Kirli havanın içeriğinde parçacıklar ve çeşitli gazlar bulunduğunu ve bu tanıma kimyasal olarak
sülfat, nitrat, amonyak, sodyumklorür ve mineral tozların su ile birleşip partikül haline gelmesi
sonucu oluşan katı maddelerin de dahil olduğunu belirten Dr. Alahdab, “Akciğerlerin içindeki hava
keseciklerine kadar girebildikleri için, küçük parçacıklar en tehlikeli grubu oluşturuyor. Solunan kirli
havanın içinde bulunan çeşitli gazlar da insan sağlığına zarar veriyor” diye konuştu.
Bu maddelerden birinin de karbonmonoksit olduğunu söyleyen Dr. Alahdab, “Karbonmonoksit ise
kanın oksijen taşıma kapasitesini azaltarak kan damarlarının çeperlerinde, beyin ve kalp gibi duyarlı
dokularda işlev bozukluklarına yol açıyor. En yaygın hava kirletici gazlardan kükürtdioksit (SO2) ise
bronşit ve amfizem gibi akciğer hastalıklarının ortaya çıkmasını kolaylaştırıyor. Taşıtların
egzozlarından ve sabit yakma tesislerinden çıkan gazların güneş ışığıyla birleşmesi sonucu ortaya
çıkan nitrik asit (HNO3) solunum yolu enfeksiyonlarına yatkınlığı artırıyor, akciğerde kalıcı
değişikliklere yol açabiliyor” ifadesini kullandı.
Hava kirliliği denilince asit yağmurlarının da unutulmaması gerektiğini dile getiren Dr. Alahdab,
“Havada oluşan, özellikle sülfirik asit ve nitrik oksit gibi gazlar havada su, oksijen ve oksidanlarla
birleşmesi halinde yağmura dönüşüyor. Aslında bir asit yağmuru olan bu yağış; yeşil alanları,
toprakta yetişen besinleri, denizleri ve dolayısıyla tüm canlıları etkileyerek ekosistemi bozuyor”
dedi.
SOLUNUM SİSTEMİ KENDİNİ KORUYOR
Soluma işlevi gerçekleştiğinde havanın, burun yoluyla akciğerlere kadar girdiğini ve bu yol üstünde
birkaç kontrol mekanizması olduğunu söylen Dr. Alahdab, “Burnun içindeki kıllar büyük partiküllerin
girmesine engel oluyor. Üst solunum yollarını geçip alt solunum yollarına giderken ana nefes
borusunun ve ana bronşların içinde ‘silya’ denilen, yukarıya doğru süpürme hareketi yapan yapılar
bulunuyor. Silyalar, üzerilerine takılan uygun büyüklükteki her türlü partikülü dışarı atmayı sağlıyor.

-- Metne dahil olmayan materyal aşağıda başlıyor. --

PR #602, opened 2019-04-10
Stop uninstalling/reinstalling the package each time on Windows.

remeh:
As the MSI is creating a custom user, the behavior of uninstalling/reinstalling
was creating a new user each time.

### DIFF
--- a/recipes/_install-windows.rb
+++ b/recipes/_install-windows.rb
@@ -85,14 +85,14 @@ remote_file temp_file do
   notifies :remove, 'package[Datadog Agent removal]', :immediately
 end
 
-# Install the package
+# Install/upgrade the package
 windows_package 'Datadog Agent' do # ~FC009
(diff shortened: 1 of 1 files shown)


olivielpeau:
@remeh note: Starting with 6.11.0, the agent MSI won't allow downgrades anymore. Without this change I think there would be no impact on the cookbook (since for a downgrade it would uninstall the Agent and then install the lower version), but with this change I _think_ this  would need to be handled differently...
Could you give the downgrade a try as well? We can then figure out whether we need to do anything specific for downgrades (or just add docs, or do nothing if everything works)

albertvaka:
I can confirm this change breaks the downgrades. We would need a way to use the previous behaviour conditionally if we are downgrading.

AliDatadog:
Closed for inactivity.

PR #606, opened 2019-04-18
Notice on the Windows downgrade unavailable on Windows.

remeh:
We can't downgrade Agent 6 on Windows using chef-datadog for now.


albertvaka:
I can downgrade just fine, since we currently uninstall + install we don't go through the path of a real downgrade. Should we close this?

olivielpeau:
I'm OK with closing this (can't remember exactly what led us to think downgrades didn't work), but such a note may have to be introduced depending on how the conversation in https://github.com/DataDog/chef-datadog/pull/602 goes

AliDatadog:
Closed for inactivity.

PR #607, opened 2019-04-23
Do not set DATADOG_HOST anymore.

remeh:
By using this PR in chef-handler-datadog, we don't need to set DATADOG_HOST anymore.

https://github.com/DataDog/chef-handler-datadog/pull/103/files


remeh:
Already done in #582

PR #615, opened 2019-05-16
Old windows cookbook does not support the `returns` attribute.

remeh:
We advice to use `windows ~> 1.38.0` for some setup, but this cookbook version does not  support the `returns` attribute yet.

### DIFF
--- a/recipes/_install-windows.rb
+++ b/recipes/_install-windows.rb
@@ -82,5 +82,9 @@ windows_package 'Datadog Agent' do # ~FC009
   installer_type installer_type
   options install_options
   action :install
-  returns [0, 3010]
+  if respond_to?(:returns)
+    returns [0, 3010]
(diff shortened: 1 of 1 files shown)


truthbk:
Tests are failing though!

olivielpeau:
Does it still make sense to advise users to use `windows ~> 1.38.0` with the future 3.x versions of the cookbook ? 🤔Shouldn't we not have any dependency on the `windows` cookbook anymore?

remeh:
@olivielpeau You're right we don't have this dep anymore, I've tested on 12/13/14 and it works correctly without the `windows` cookbook.
I'll create a PR to remove the advice in the README + comment this fix.

remeh:
Done in https://github.com/DataDog/chef-datadog/pull/617

PR #617, opened 2019-05-20
We've no dependency to the windows cookbook anymore.

remeh:


recipes/_install-windows.rb
```diff
@@ -82,6 +82,8 @@
   installer_type installer_type
   options install_options
   action :install
+  # Before 3.0.0, we adviced users to use the windows cookbook ~> 1.38.0,
+  # we should probably keep the compatibilty for some time.
```
olivielpeau: is there a reason to remove it and make this a breaking change in 3.0.0?

remeh: @olivielpeau With the newer versions for Chef we support we don't need to pin it anymore and this is not a breaking change.
The reason I want to keep with this `respond_to?` for this major (we should remove it for chef-datadog 4.0) is that we've previously advised users of the cookbook to pin 1.38.0, so many users could still have this windows version pinned.

olivielpeau: ok for removing it in the next major 👍

PR #778, opened 2021-02-12
Feature: allow muting a host during an MSI install

albertvaka:
MSI installs can take a long time, during which the Agent is not running. On upgrades, this could trigger no-data monitors.

This PR adds a new option to mute a host while an MSI install takes place, thus preventing this issue. The host will unmute after either the install completes, the chef run fails, or after the mute expires (in 60 minutes).

This uses the [Datadog API ](https://docs.datadoghq.com/api/latest/hosts/#mute-a-host), which requires an `application_key`.


julien-lebot (approved):
LGTM

PR #780, opened 2021-02-17
Support NPM installation switch

mikezhu-dd:
Tested by enabling the switch and running kitchen converge dd-agent-windows-2012r2-13113,
log into the VM, open C:\Users\vagrant\AppData\Local\Temp\MSI*.log and make sure NPM = true and NPM driver is installed.

### DIFF
--- a/recipes/_install-windows.rb
+++ b/recipes/_install-windows.rb
@@ -82,6 +82,8 @@ else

Bu mekanizmaları geçen partiküller ise akciğerlerin içindeki hava keseciklerine kadar ulaşabiliyor”
şeklinde konuştu.
KİRLİLİK ORANINI BİLMEK GEREKİYOR
Hava kirliliğinden herkes aynı ölçüde etkilenmese de en sağlıklı insanların dahi bu durumun
olumsuzluklarına maruz kalma olasılığının bulunduğunu sözlerine ekleyen Dr. Alahdab, özellikle
çocukların, yaşlıların, gebelerin ve kronik hastalığı olanların kirlilikten daha fazla etkilendiğini
belirtti. Dr. Hişam Alahdab, bağışıklık sistemleri ile akciğerlerinin gelişimi henüz tamamlanmamış
çocukların daha hızlı nefes alıp vermeleri ve dışarıda çok zaman geçirmeleri nedeniyle bu grupta
riskin arttığını vurgulayarak “Savunma mekanizmalarının zayıflaması ve kronik hastalıkların artması
nedeniyle yaşlılar da kirlilikten fazlaca etkileniyor” dedi.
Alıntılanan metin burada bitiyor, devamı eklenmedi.